> How to complete this task: From the records below, copy each line that has the word "utils" in it.

(Dataset entries)
- - - - -

PR #639, opened 2020-01-06
Update `no-observers` rule to catch `addObserver` and observer imports

### LINKED ISSUE #527: Missing scenarios for no-observer rule
After reviewing things in the rule implementation, I think there are a few issues in the `no-observer` rule:

* it should fail when using `import { observer } from '@ember/object';` to add an observer (it currently only checks for `Ember.observer` directly)
* it should fail when using `Ember.addObserver`
* it should fail when using `import { addObserver } from '@ember/object/observers';` to add an observer

kategengler:
Should fix #527 

I did this mostly by cargo-culting from other files and poking around on astexplorer, so it may warrant a closer-look.

### DIFF
--- a/lib/rules/no-observers.js
+++ b/lib/rules/no-observers.js
@@ -1,6 +1,7 @@
 'use strict';
 
 const ember = require('../utils/ember');
+const types = require('../utils/types');
 
 //------------------------------------------------------------------------------
 // General rule - Don't use observers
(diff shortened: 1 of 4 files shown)


lib/rules/no-observers.js
```diff
@@ -34,13 +35,36 @@ module.exports = {
...
         }
       },
+
+      ImportDeclaration(node) {
+        const importSource = node.source.value;
+
+        if (
+          (importSource === '@ember/object' &&
+            node.specifiers.some(s => s.imported.name === 'observer')) ||
+          (importSource === '@ember/object/observers' &&
```
bmish: Should we just disallow any import from `@ember/object/observers` (instead of just `addObserver`)?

- - - - -

> Response area:
 const ember = require('../utils/ember');
+const types = require('../utils/types');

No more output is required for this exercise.